BRUSSELS - German Chancellor Angela Merkel will try on Sunday to persuade other EU leaders to further curb immigration and restrict movement of asylum seekers within the European Union, to help keep her ruling coalition from crumbling at home.

All 28 European states are unlikely to fulfill at their June 28-29 meeting the demand of Merkel's coalition partner for a bloc-wide plan to spread the burden of hosting asylum seekers more widely across the EU.

Merkel hence pushed for an emergency meeting this Sunday with leaders from nine other countries - including the major arrival states Italy and Greece, as well as France, Austria, Bulgaria, the Netherlands and others.

Poland, the Czech Republic and Hungary, which have refused to back plans to share out asylum seekers more evenly, will not attend Sunday's meeting. But Merkel is hoping a commitment by the states that do attend to do more to limit travel by asylum seekers within the bloc will help placate her coalition partners, the Christian Social Union (CSU).

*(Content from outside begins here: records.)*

PR #5626, opened 2021-07-20
Add the ability for draw() on status effects be able to access the effect's time

bloool:
this would be a nice addition specially for mods that may want to create effects with custom draws that increase / decrease as time passes by


Anuken:
You did not test your changes. This does not compile.

sk7725:
add it to update() too, but to not forget 6.0 compatibility/deprecation!

PR #5634, opened 2021-07-23
Better plan skipping

buthed010203:
This prevents the plans being skipped when there is a large number of items entering the core yet the core is still starved of that item.


Anuken:
Seems fishy. What if the core is at a stable number of 10x of some item? What if there are few resources in the core in general?

buthed010203:
It wont swap plans then but I've been playing with this for about a month and find that its way better than it was before adding this, previously on multiplayer if you wanted to build a row of something it would build each block to like 5% completion. The reason the number is set to 15 is because that's what I found was the optimal number, anything less and the plan swapping still occurs, any more and you start to actually notice the problems you mentioned. I think it will actually matter even less once everyone has it. You can now actually manually swap plans if you want to where previously no matter how furiously you clicked on one block it would constantly swap to a new one.

Anuken:
We'll see how well it works for the general playerbase, then.

buthed010203:
Sounds good, if people don't like it then it can always just be reverted

PR #5660, opened 2021-07-28
Fixed desync on servers

buthed010203:
When you ctrl click a unit into a payload, the unit desyncs on the client and isnt removed correctly. Removing these 3 lines fixes it, this fix probably isn't ideal but whatever, its better than it desyncing.


Anuken:
If the unit gets ejected again, the player won't be able to see it. This isn't a good fix.

buthed010203:
Yeah, probably should have tested that first 😅

PR #5664, opened 2021-07-28
This bothers me

buthed010203:
absolutely horrible


Anuken:
I'm pretty sure that option is on by default, you can probably remove it altogether.

buthed010203:
You are correct @Anuken

Anuken:
image
what

buthed010203:
Thats... interesting. I like how the test is still running too

PR #5665, opened 2021-07-29
Disposable container behavior for mods

sk7725:
- Uses instantDeconstruct field, as it implies that this payload is a disposable.
- Disposable blocks (think those cardboard/plastic packaging that are one-use) don't deserve a payload deconstructor.
- Initially additional behavior for mods, but i think some new vanilla blocks can use this as well
- Only disposes of blocks when it actually took items from it


sk7725:
- I really want to make a new DespawnEffect field but it seems like a too specific use case...

Anuken:
I'm not accepting any pull requests relating to the experimental classes; they've been moved, renamed and refactored in the feature branch. This would only cause conflicts.

Anuken:
(if you *really* need new functionality, just copy-paste it)

PR #5704, opened 2021-08-06
Muddy water

TranquillyUnpleasant:


TranquillyUnpleasant:
This is mainly aesthetic but allows for low water environments using mud for where groundwater isn't available.

Generally pumps on mud are worse than water extractors so doesn't actually change any balancing.

Also the water might be gross but that's besides the point, machines don't care about grossness.

Anuken:
Pumps should only be used for actual *water*, mud is just... mud. Pumps don't come with "filters", this is strictly water extractor territory.

PR #5726, opened 2021-08-09
stone craters consistencies fix

JrTRinny:
renamed `crater-stone` to `stone-craters` so it matches with the names in the bundle.
for some reasons all recently renamed environmental blocks, including deep water, water, slag and also craters are missing, pretty sure it isn't caused by my PR (tested on other branches, like master, still missing) so, literal bruh moment

-----


Anuken:
I think it's better to change the bundles instead; fewer problems will arise.

PR #5743, opened 2021-08-11
derelict icon formatting

JrTRinny:
use `Core.bundle.format` to get derelict icon instead of inserting it directly in the bundle, would cause less pain for translators (which including me) when they have to copy a new emoji from the main bundle, which isn't always up-to-date, when the icon is changed
thinking about the simpler way, I could've just yeet `block.derelict` out and use `team.emoji + team.name` instead, but that'd cause a massive deprecation when most bundles already has `block.derelict`, hmm

---


Anuken:
The icon ID/character should never change, though.

JrTRinny:
seems like true, hmm, another bonk.

PR #5771, opened 2021-08-15
reuse <content.sector.name> for sector list

JrTRinny:
reuse ~~plastic~~ bundle string, save the earth
- deprecate `sectorlist`, and reuse the `content.sector.name` for sector list instead

---


summetdev:
In some languages, for instance russian, these lines are not same. (the meaning is slightly different)

JrTRinny:
hmm, I mean, in the English bundle, both `content.sector.name` and `sectorlist` is the same; "Sectors". I could close this but let's see.

Anuken:
They happen to use the same word in English, but "the name of the content type of sector presets" and "the list of sectors" have very different meaning.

"We see a strong need to significantly reduce secondary movements... by preventing unlawful crossing of internal borders between Member States by irregular migrants and asylum seekers and by ensuring swift readmissions by the competent Member State," said a draft of the statement for Sunday's meeting.

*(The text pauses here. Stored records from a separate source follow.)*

PR #11627, opened 2026-02-06
New map rule to disable unit control via logic

WMF-Industries:
No more wireless everything spam (if the mapmaker doesn't want it)

### DIFF
--- a/core/src/mindustry/logic/LExecutor.java
+++ b/core/src/mindustry/logic/LExecutor.java
@@ -146,8 +146,7 @@ public class LExecutor{
 
         @Override
         public void run(LExecutor exec){
-            if(!exec.privileged && !state.rules.logicUnitControl)
-                return;
+            if(!exec.privileged && !state.rules.logicUnitControl) return;
 
             if(exec.binds == null || exec.binds.length != content.units().size){
                 exec.binds = new int[content.units().size];
@@ -200,8 +199,7 @@ public class LExecutor{
 
         @Override
         public void run(LExecutor exec){
-            if(!exec.privileged && !state.rules.logicUnitControl)
-                return;
+            if(!exec.privileged && !state.rules.logicUnitControl) return;
 
             Object unitObj = exec.unit.obj();
             LogicAI ai = UnitControlI.checkLogicAI(exec, unitObj);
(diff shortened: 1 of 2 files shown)


core/src/mindustry/logic/LExecutor.java
```diff
@@ -146,6 +146,9 @@ public UnitBindI(){
 
         @Override
         public void run(LExecutor exec){
+            if(!exec.privileged && !state.rules.logicUnitControl)
+                return;
```
1ue999: i kinda dont like the return on next line...

core/src/mindustry/logic/LExecutor.java
```diff
@@ -197,6 +200,9 @@ public UnitLocateI(){
...
```
1ue999: same here

core/src/mindustry/logic/LogicDialog.java
```diff
@@ -300,7 +300,8 @@ public void showAddDialog(int position){
                     for(Prov<LStatement> prov : LogicIO.allStatements){
                         LStatement example = prov.get();
                         if(example instanceof InvalidStatement || example.hidden() || (example.privileged() && !privileged) || (example.nonPrivileged() && privileged) ||
-                            (!text.isEmpty() && !example.name().toLowerCase(Locale.ROOT).contains(text) && !example.typeName().toLowerCase(Locale.ROOT).contains(text))) continue;
+                            (!text.isEmpty() && !example.name().toLowerCase(Locale.ROOT).contains(text) && !example.typeName().toLowerCase(Locale.ROOT).contains(text)) ||
+                            (!privileged && !state.rules.logicUnitControl && example.category().equals(LCategory.unit))) continue;
```
Anuken: should use `==` instead of equals here

core/src/mindustry/logic/LExecutor.java
Anuken: Yes, return statements should be on the same line.

WMF-Industries: ~~i'd say returns on newlines make the code more readable (i use them everywhere in mods/custom gamemodes) but fair enough~~

core/src/mindustry/logic/LogicDialog.java
WMF-Industries: fair enough, wasn't sure so used the safer option

SomeonesShade:
yay, finally you can have logic w/ only the block control stuff (unloader control, md stuff, enable/disable functions, etc.)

Asylum seekers already do not have the right to travel freely within the EU while their applications are being processed. But such "secondary movements" are difficult to stop in the border-free Schengen zone, and have been widespread since immigration to Europe peaked in 2015, when more than a million people arrived from the Middle East and Africa.

Immigration figures are now much lower, with only 41,000 sea arrivals so far this year, according to UN data. A sea route to Greece used by hundreds of thousands in 2015 was shut in 2016 by an agreement between the EU and Turkey, and the other main route across the Mediterranean from Libya to Italy has also tapered as Libyan factions cracked down on people-smuggling.

But Merkel is still under new pressure to obtain more commitments from other states. Her coalition partner, the CSU from the southern German state of Bavaria, has said it would bar from Germany all asylum-seekers registered in other EU states unless a summit of all EU leaders on June 28-29 agrees a bloc-wide deal to share them out evenly.

Merkel's stand-off with the CSU party leader, Germany's Interior Minister Horst Seehofer, has threatened the stability of her government. It has also brought back the issue of migration to the top of the EU's political agenda.